Chess on grass. There's a newcomer to the sports world: intercollegiate croquet, a game that demands a keen eye, and a sharp stroke, and mental poise.

OUT on the putting-green-like court, Hans Peterson is efficiently leaving his competition behind. Every stroke of his mallet leads to the next one. It's a cool, calculated game, often described as chess on grass. This is croquet, but it's unlike anything you or I ever played in our backyards. The terminology is different, and so is the equipment - heavier, longer mallets, larger balls of plastic resin, not wood. The square-topped iron wickets, unlike the barn-door-size backyard variety, are only one-eighth to one-sixteenth of an inch wider than the balls - making this a game of skill, accuracy, and strategy.

The level of play exhibited by Mr. Peterson, a senior at the University of California at Berkeley, is rare among the 50 or so enthusiasts gathered in western Massachusetts for the first National Collegiate Championship of the American Croquet Association. Croquet is still in its infancy as an intercollegiate sport, and organization is of necessity a little loose. Most competitors have played the game for less than a year; some only a week or so.

Some teams have to improvise. Thomas Guthrie Jr., an experienced player from Georgia Tech, didn't want to travel all the way up here by himself, so he recruited fellow Tech student Harris Wilson, taught him the game in a couple of weeks, and they came as a two-man team.

Other schools have had croquet teams for several years now. The Brown University team, started in 1982, fielded eight players here; Williams had 10. In all, 18 schools, mainly from the Northeast, have teams; 14 showed up this day.

Many of the students here picked up the game inadvertently. ``I just saw a notice for the team,'' says Chuleenan Svetvilas of Brown. She has played for two years and finds that women have ``no disadvantage'' at this sport.

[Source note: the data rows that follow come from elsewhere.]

PR #3033, opened 2026-01-19
bump hono

maxkorp:
Theres a security hole with no known use in hono fixed in 4.11.4, so bumping to that everywhere in the name of snyk shhhhh


maxkorp:
Test failures are preexisting, gonna merge this and come back for those

PR #3049, opened 2026-01-21
feat(runtime): forward auth headers on agent.connect()

MikeRyanDev:
Add support for forwarding authorization and x-* headers to the AgentRunner.connect() method, matching the existing behavior in handleRunAgent().

- Add optional `headers` field to AgentRunnerConnectRequest interface
- Extract header forwarding logic into reusable header-utils module
- Update handleConnectAgent to extract and forward allowlisted headers
- Refactor handleRunAgent to use shared extractForwardableHeaders utility
- Add tests for header forwarding in connect and header utils

## What does this PR do?

## Related PRs and Issues

## Checklist

### DIFF
--- a/src/v2.x/packages/runtime/src/__tests__/handle-connect.test.ts
+++ b/src/v2.x/packages/runtime/src/__tests__/handle-connect.test.ts
@@ -1,0 +1,174 @@
+import { Observable } from "rxjs";
+import { describe, it, expect } from "vitest";
+import { BaseEvent } from "@ag-ui/client";
+import { handleConnectAgent } from "../handlers/handle-connect";
+import { CopilotRuntime } from "../runtime";
+import { AgentRunnerConnectRequest } from "../runner/agent-runner";
+
+describe("handleConnectAgent", () => {
+  const createMockRuntime = (
+    agents: Record<string, unknown> = {},
+    connectHandler?: (request: AgentRunnerConnectRequest) => Observable<BaseEvent>
+  ): CopilotRuntime => {
+    return {
+      agents: Promise.resolve(agents),
+      transcriptionService: undefined,
+      beforeRequestMiddleware: undefined,
+      afterRequestMiddleware: undefined,
+      runner: {
+        run: () =>
+          new Observable<BaseEvent>((subscriber) => {
+            subscriber.complete();
+          }),
+        connect: connectHandler ?? (() =>
+          new Observable<BaseEvent>((subscriber) => {
+            subscriber.complete();
+          })),
+        isRunning: async () => false,
+        stop: async () => false,
+      },
+    } as CopilotRuntime;
+  };
+
+  it("should return 404 when agent does not exist", async () => {
+    const runtime = createMockRuntime({});
+    const request = new Request("https://example.com/agent/nonexistent/connect", {
+      method: "POST",
+      headers: { "Content-Type": "application/json" },
+      body: JSON.stringify({
+        threadId: "thread-1",
+        runId: "run-1",
+        state: {},
+        messages: [],
+        tools: [],
+        context: [],
+        forwardedProps: {},
+      }),
+    });
+
+    const response = await handleConnectAgent({
+      runtime,
+      request,
+      agentId: "nonexistent-agent",
+    });
+
+    expect(response.status).toBe(404);
+    expect(response.headers.get("Content-Type")).toBe("application/json");
+
+    const body = await response.json();
+    expect(body).toEqual({
+      error: "Agent not found",
+      message: "Agent 'nonexistent-agent' does not exist",
+    });
+  });
+
+  it("forwards only authorization and custom x- headers to runner.connect()", async () => {
+    const recordedRequests: AgentRunnerConnectRequest[] = [];
+    let resolveConnect: (() => void) | undefined;
+    const connectInvoked = new Promise<void>((resolve) => {
+      resolveConnect = resolve;
+    });
+
+    const runtime = createMockRuntime(
+      { "test-agent": { clone: () => ({}) } },
+      (request: AgentRunnerConnectRequest) =>
+        new Observable<BaseEvent>((subscriber) => {
+          recordedRequests.push(request);
+          resolveConnect?.();
+          subscriber.complete();
+        })
+    );
+
+    const requestBody = {
+      threadId: "thread-1",
+      runId: "run-1",
+      state: {},
+      messages: [],
+      tools: [],
+      context: [],
+      forwardedProps: {},
+    };
+
+    const request = new Request("https://example.com/agent/test-agent/connect", {
+      method: "POST",
+      headers: {
+        "Content-Type": "application/json",
+        "X-Custom": "custom-value",
+        "X-Another-Header": "another-value",
+        Authorization: "Bearer forwarded-token",
+        Origin: "http://localhost:4200",
+        "User-Agent": "test-agent",
+      },
+      body: JSON.stringify(requestBody),
+    });
+
+    const response = await handleConnectAgent({
+      runtime,
+      request,
+      agentId: "test-agent",
+    });
+
+    expect(response.status).toBe(200);
+    await connectInvoked;
+
+    expect(recordedRequests).toHaveLength(1);
+    expect(recordedRequests[0].threadId).toBe("thread-1");
+    expect(recordedRequests[0].headers).toMatchObject({
+      authorization: "Bearer forwarded-token",
+      "x-custom": "custom-value",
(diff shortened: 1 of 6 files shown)


bobbyo:
manual audit: unable to post via automation now

bobbyo:
### RED-TEAM REVIEW (extended) for #3049

I re-reviewed this with a hostile/multi-lens pass and found several production risk points beyond the first-pass notes.

1) [P1] Over-broad header allowlist allows request-chain spoofing
-  forwards **all  headers**, including , , , and framework/proxy metadata. Those headers are commonly inserted by reverse proxies and are user-controllable in edge cases; forwarding them into  can let a client override trust/security assumptions in downstream adapters.
- Impact: request-origin identity confusion, SSRF / misrouting in custom adapters using forwarded headers for policy or routing.

2) [P1] Header overwrite can silently clobber server-trusted credentials
-  merges  and now shares the same utility.
- If a runner/agent preconfigures  for provider auth, any inbound request  header replaces it (first-class auth shadowing).
- Impact: downstream tool/provider calls can run under attacker-chosen token; hard-to-debug cross-tenant behavior changes under multi-tenant deployments.

3) [P1] Header normalization/canonicalization is inconsistent with existing runtime behavior
-  stores keys as iterated by .
- Fetch/undici/browser behavior is normalized by default today, but this is environment-sensitive and currently unprotected. Any runtime that emits non-lowercase  can result in duplicate keys ( + ) and nondeterministic overwrite order.
- Impact: request-level auth headers can be dropped or overwritten unexpectedly across environments.

4) [P1]  allowlist still includes proxy/infra/debug headers that can be high-noise and stateful
-  has no denylist and no value validation.
- Example , , ,  all forwarded verbatim.
- Impact: leakage of infra metadata and possible policy bypass in custom runners that treat all forwarded headers as trusted context.

5) [P2] Connect path now mutates request contract with only positive tests
-  now always adds  in  request object, but tests only validate normal SSE/vanilla happy path and do not validate connect streaming behavior under invalid/malformed headers or malformed input.
- Impact: regressions under back-pressured SSE/connect replay and malformed headers likely undetected until load/perf conditions.

6) [P2] API-compatibility regression risk for custom  implementations
-  changed to include  in interface only; custom runner implementations outside this repo that destructure request types or rely on strict runtime shape checks may break or start dropping fields.
- Impact: ecosystem/runtime breakage for adopters; this is exactly the kind of hidden compatibility risk that causes production surprises in enterprise setups.

7) [P2] No negative tests for parser/path interactions in shared utility
- New utility has only “happy-path” unit coverage. No cases for oversized headers, repeated header names, control chars, CR/LF injection, empty values, or invalid Unicode.
- Impact: could open parser instability or header injection surfaces in future adapters reading these values.

8) [P2]  and  now diverge by architecture visibility
- In built-in runners (, ),  is accepted but ignored, so behavior is inconsistent depending on runtime implementation (custom runner gets data, built-ins don’t).
- Impact: users may assume feature parity and silently no-op in prod while downstream logic expects headers to be present.

Given we had issues in this area before under concurrency, I’d like these fixed or at least documented as accepted behavior before merge.

Suggested mitigation baseline:
- Narrow allowlist to explicit header names (no bare ), and add explicit denylist for proxy/control headers.
- Validate/strip dangerous values and enforce header size/count caps.
- Add negative tests for malformed headers + concurrent connect calls.
- Add explicit contract note: built-in runners ignore forwarded headers in  currently.

bobbyo:
### Red-team review (extended) for #3049

I re-reviewed this with a hostile multi-lens pass and found additional blockers/risks.

1) P1 — Over-broad `x-*` allowlist can move proxy metadata into agent context
- `src/v2.x/packages/runtime/src/handlers/header-utils.ts:7-8` forwards all `x-*` headers.
- This includes request-chain headers such as `x-forwarded-*` and infra/debug headers that are often untrusted.
- Why it fails in prod: auth/routing logic in downstream runners can trust forwarded values and be spoofed by a client sending crafted headers.

2) P1 — Insecure header precedence allows request token override
- `src/v2.x/packages/runtime/src/handlers/handle-run.ts` merges `{...agent.headers, ...forwardableHeaders}`.
- Inbound `Authorization` now shadows runner-configured values.
- Why this can break: one malicious connect/run call can replace provider token used by downstream integrations.

3) P1 — No explicit allowlist/denylist policy and no normalization checks
- `shouldForwardHeader` allows any `x-*` with no denylist.
- Why breakage happens: high-volume deployments using gateway-generated headers (`x-trace-id`, `x-request-start`, etc.) get forwarded as mutable context and pollute agent state.

4) P2 — Connect path is not contract-consistent across runners
- `AgentRunnerConnectRequest.headers` is added in interface, but built-in runners ignore it.
  - `runner/in-memory.ts` connect payload is consumed without header use.
  - `runner/intelligence.ts` connect also ignores forwarded headers.
- Why this matters: custom runner implementers may expect behavior parity and silently get no-op forwarding in core environments.

5) P2 — Missing stress/abuse coverage in shared header extraction
- New utility tests (`header-utils.test.ts`) only cover happy paths.
- Missing tests: multi-value headers, empty/oversized header values, control characters, CR/LF, and malformed names.
- Why this can fail: payload size abuse or malformed headers can become runtime-level errors later in downstream adapters.

6) P2 — Connect-path validation coverage is too narrow
- `handle-connect.test.ts` only verifies successful request paths.
- Missing: invalid header combinations + malformed JSON + non-object request bodies + concurrent connect churn under SSE subscription lifecycle.
- Why this matters: intermittent production failures appear under load or adversarial traffic and slip past CI.

7) P2 — Unclear API compatibility contract
- Adding `headers` to connect request changes the public runtime contract of connect behavior, but no explicit doc/typing migration notes.
- Why this can break: enterprise integrators depending on exact request surface for runner implementations may behave unpredictably.

Recommended fixes:
- Replace bare `x-*` allowlist with explicit safe-header list + denylist for proxy/debug headers.
- Preserve deterministic header casing and validate/limit header size and count.
- Add explicit contract doc: built-in runners currently ignore connect headers; custom runners must opt in.
- Expand negative tests for malformed and abusive header inputs.

bobbyo:
### Round-2 red-team pass (hardened rubric)

Applied stricter format: severity + lens + concrete break scenario + prod impact.

- [P1][Security] Header trust boundary expansion via bare `x-*` allowlist
  - Evidence: `src/v2.x/packages/runtime/src/handlers/header-utils.ts:7-8`
  - Scenario: A client sends `X-Forwarded-For`, `X-User-Id`, or `X-Real-IP` along with request and a custom runner treats forwarded headers as truthy identity/routing inputs.
  - Why it breaks prod: Identity and routing can be poisoned before business logic, producing cross-tenant misrouting or audit corruption even when transport-level IP/CORS is correct.
  - Suggested fix: Explicit allowlist (`authorization`, a short list of app-specific headers) + explicit denylist for proxy/control headers.

- [P1][Security/Confidentiality] Request-provided `Authorization` overrides configured credentials
  - Evidence: `src/v2.x/packages/runtime/src/handlers/handle-run.ts` merge currently does `...agent.headers, ...forwardableHeaders`
  - Scenario: Internal default agent has provider token in `agent.headers`, but inbound request includes attacker-controlled `Authorization`.
  - Why it breaks prod: Downstream calls execute under caller-controlled token and can leak user tokens / exceed tenancy boundaries.
  - Suggested fix: Keep request headers immutable by default (e.g., never override existing non-empty `agent.headers.authorization`), or explicit precedence policy.

- [P2][Compatibility] `AgentRunnerConnectRequest.headers` added but no behavior guarantee in built-in runners
  - Evidence: `src/v2.x/packages/runtime/src/runner/agent-runner.ts`, `.../runner/in-memory.ts`, `.../runner/intelligence.ts`
  - Scenario: A custom runner depends on connect headers (for auth or correlation) and works, while in-memory/intelligence users see no effect in production deployments.
  - Why it breaks prod: Silent feature divergence leads to environment-dependent regressions that only appear after deployment.
  - Suggested fix: either implement/consume headers in built-ins or explicitly document unsupported behavior + gate with testable contract.

- [P2][Reliability] No validation caps on forwarded-header volume/shape
  - Evidence: `src/v2.x/packages/runtime/src/handlers/header-utils.ts:14-24`
  - Scenario: Malicious client sends many long headers (or malformed values), creating large objects during every connect/run.
  - Why it breaks prod: Under concurrency, per-request allocation and downstream string handling may increase tail latency or trigger parser exceptions in runners.
  - Suggested fix: enforce count/size caps + reject/trim invalid control chars before `agent.headers` injection.

### Net result of this round
I did not surface new logic-layer failures beyond the above; this is a stronger, narrower set with explicit failure semantics (less speculative than prior pass).

PR #3056, opened 2026-01-21
Fix: fix example e2e tests

maxkorp:
A few pieces to this
- Moves e2e folder to it's own pnpm workspace
- moves v1 examples INTO the root workspace
  - Most importantly, makes these use the local copilotkit deps (in TS, python to come)
- excludes those examples and the v2 storybooks from the default build command
- consolidates some pnpm overrides
- fixes some cors warnings
- fixes the e2e workflow given the above changes


MikeRyanDev (approved):
LGTM!

PR #3097, opened 2026-01-26
fix(python): support LangGraph 1.x interrupt() resume return values

### LINKED ISSUE #3096: copilotkit_interrupt assumes interrupt() returns message list; breaks on LangGraph 1.x resume returning string/dict
## Description
In `copilotkit==0.1.76` (and current main), `copilotkit.langgraph.copilotkit_interrupt` assumes that `langgraph.types.interrupt()` returns a list of messages after resuming, and does:

```python
answer = response[-1].content
```

However, with LangGraph 1.x HITL patterns, the resumed value is commonly the frontend's `resolve()` payload (often a string, e.g. `""` or a JSON string). In that case `interrupt()` returns a string/dict, and the indexing causes runtime errors (`TypeError` / `KeyError: -1` depending on wrappers).

This makes `copilotkit_interrupt` unusable for HITL in LangGraph 1.x unless users implement their own wrapper.

## Reproduction
1. Backend uses `copilotkit.langgraph.copilotkit_interrupt(message=...)`
2. Frontend uses `useLangGraphInterrupt` and resolves with `resolve("")` or `resolve(JSON.stringify({...}))`
3. After resuming, `copilotkit_interrupt` tries to index `response[-1]` and fails.

## Expected
`copilotkit_interrupt` should accept that `interrupt()` resume value may be a string/dict (not only a message list) and return it as answer without crashing.

## Actual
Crashes with `TypeError` / `KeyError: -1` on resume.

## Versions
- copilotkit: 0.1.76
- langgraph: 1.0.5 (also seen on 1.0.x)
- langchain: 1.2.0

## Proposed Fix
Make `copilotkit_interrupt` robust to `interrupt()` returning:
- `list[BaseMessage]` (existing behavior)
- `str` (treat as answer)
- `dict` (`json.dumps` to answer, or keep raw)
- `None`/other (stringify)

Also ensure GraphInterrupt is NOT swallowed (do not wrap `interrupt()` in try/except that catches GraphInterrupt).

weimingboya:
Fixes #3096

### What
Fix `copilotkit.langgraph.copilotkit_interrupt` to support LangGraph 1.x resume return values.

### Why
LangGraph's `interrupt()` may return the raw resume payload (string/dict) after resuming. The current implementation assumes a list of messages and accesses `response[-1].content`, which breaks HITL flows when frontend resolves with `resolve("")` / `resolve(JSON.stringify(...))`.

### How
- Keep interrupt payload format unchanged (`__copilotkit_interrupt_value__` / `__copilotkit_messages__`)
- Do NOT catch/swallow GraphInterrupt
- After resume, support response being list/str/dict/None/other and derive `answer` accordingly
- Add unit tests via monkeypatching `interrupt()`

### Backwards compatibility
If response is a message list, behavior is unchanged (still uses last message content).


weimingboya:
FYI: the failing checks here are Vercel deploy checks showing "Authorization required to deploy" (I don't have access to authorize deploys for the CopilotKit team). This PR only touches  and I verified the new unit tests pass locally ( in ). Happy to add a changeset if maintainers prefer a version bump for the Python SDK.

weimingboya:
Quick clarification: the failing checks are Vercel deploy checks showing "Authorization required to deploy" (I don't have access to authorize deploys for the CopilotKit team).

This PR only touches `sdk-python/` and I verified the new unit tests pass locally (`pytest` in `sdk-python`).

(Previous comment lost the backticked parts due to shell escaping.)

Happy to add a changeset if maintainers prefer a version bump for the Python SDK.

PR #3173, opened 2026-02-09
feat(runtime): add fetchRunHistory and agent to connect request

mme:
## Summary
- Add `agent` to `AgentRunnerConnectRequest` so runners can access agent configuration during connection
- Add `fetchRunHistory` support to in-memory and SQLite runners, enabling import of external conversation history (e.g. from LangGraph checkpointers)
- Add `convertMessagesToEvents` utility in the shared package with run/message-level deduplication


MikeRyanDev (approved):

packages/v2/shared/src/cloud-key.ts
```diff
@@ -0,0 +1,8 @@
+const COPILOT_CLOUD_PUBLIC_API_KEY_REGEX = /^ck_pub_[0-9a-f]{32}$/i;
+
+/**
+ * Returns true if the given string is a valid CopilotCloud public API key.
+ */
+export function isValidCopilotCloudKey(key: string): boolean {
```
MikeRyanDev, line 6: I think this is also implemented the Angular package. If you have a spare cycle, can you update there as well?

BenTaylorDev:
Closing as un-mergeable against the current tree — this targets the deleted `packages/v1/*` and `packages/v2/*` trees (the repo is now flat) plus version-bump churn; the changed symbols aren't present under the flat `packages/`. A fresh PR against the flat layout would be welcome if any part is still needed.

PR #3174, opened 2026-02-09
feat: use render tool on v2

ranst91:
This PR bring two new hooks to CPK v2:
useRenderTool - Registers a UI correspondant to a backend tool
useDefaultRenderTool - Just like the above, but is a wildecard, "render this as default for all tools if not specified..." kind of thing

### DIFF
--- a/.changeset/cyan-dots-promise.md
+++ b/.changeset/cyan-dots-promise.md
@@ -1,0 +1,5 @@
+---
+"@copilotkit/react-core": patch
+---
+
+fix: add dependencies to fix stale state of regenerate method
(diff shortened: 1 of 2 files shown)


src/v2.x/packages/react/src/hooks/use-render-tool.tsx
```diff
@@ -0,0 +1,116 @@
...
+          args: z.infer<S>;
+          status: "executing";
+          result: undefined;
+        }
+      | {
+          name: string;
+          args: z.infer<S>;
+          status: "complete";
+          result: string;
+        },
```
AlemTuzlak: these are repeated both here and below, maybe we could create interfaces for these 3 cases and also export them? Would allow users to create abstractions on top easier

``Muscle-builders can beat wimps and wimps can beat muscle-builders, whatever. It's all brain power,'' says Mr. Guthrie, a sophomore with a football build. ``The last tournament I was in I got beaten by an 86-year-old, gray-haired lady!''

Guthrie and his competitors were gathered at the Lenox Club, a Victorian-era social club in the heart of the Berkshire Mountains. An hour to the east, at Smith College in Northampton, Mass., croquet has become something of a passion. The sport caught on largely through the efforts of Richard Young, a retired literature professor and avid croquet partisan; next spring Smith will christen the first regulation college croquet court in the United States and hold its own tournament.

The click of mallet striking ball punctuates this clear, brisk, late-October day. College students dressed in white - slacks, sweats, old denims, just so they're white - zigzag across smooth grassy surfaces, lining up ``splits,'' setting ``rushes,'' taking ``bisques.''

On one court, Albert Joerger of Cornell admonishes a photographer, ``Please, no pictures until I hit,'' then bellows and leaps as his ball clears a wicket. Mr. Joerger recently learned croquet by practicing on an Oriental rug in his fraternity's library. ``I really like this,'' he says. ``It's, like, a thinking sport.''

``The fun thing about croquet is that it combines a certain amount of skill in hitting the ball with a lot of strategy,'' says Steve Sprague, a Cornell graduate who is both referee and coach and frequently consults with the players on strategy and shotmaking. ``It's a social sport, not a cutthroat activity, though some take it extremely seriously.''

This competition is largely the brainchild of Xandra Kayden, the short, energetic woman peering at sheets of paper spread over a white metal patio table. These outline the matches, doubles and singles, pairing such croquet powers as Brown against newcomers like Wellesley.

Ms. Kayden is the glue of this event - the final authority on rules (there are two sets of rules, ``American'' and ``association,'' covering the singles and doubles games), scheduler and timekeeper (the matches last an hour), and founder of the sponsoring association. She and other organizers say a goal of the event is to train players who can then pass along their know-how.

``Because this is a learning experience,'' Kayden says, ``we're pairing the very good players with weaker players from other schools so they can learn. By the end of the weekend they'll have a good sense of the game.''

Hans Peterson of Berkeley has channeled his enthusiasm for the game into a new publication, Croquet Magazine. He and others have come up with a hybrid of backyard and tournament croquet dubbed ``guerrilla croquet.'' The idea is to bring some of the civilizing rules and strategy of the latter to the bumpy terrain of the former.

``We're really trying to spread croquet to the masses,'' says Peterson, with a touch of missionary zeal.

Peterson, the pre-tournament favorite, came in third in the singles. Colby College's Chris Overly took the honors, with Frank Estrada, from San Francisco State, second.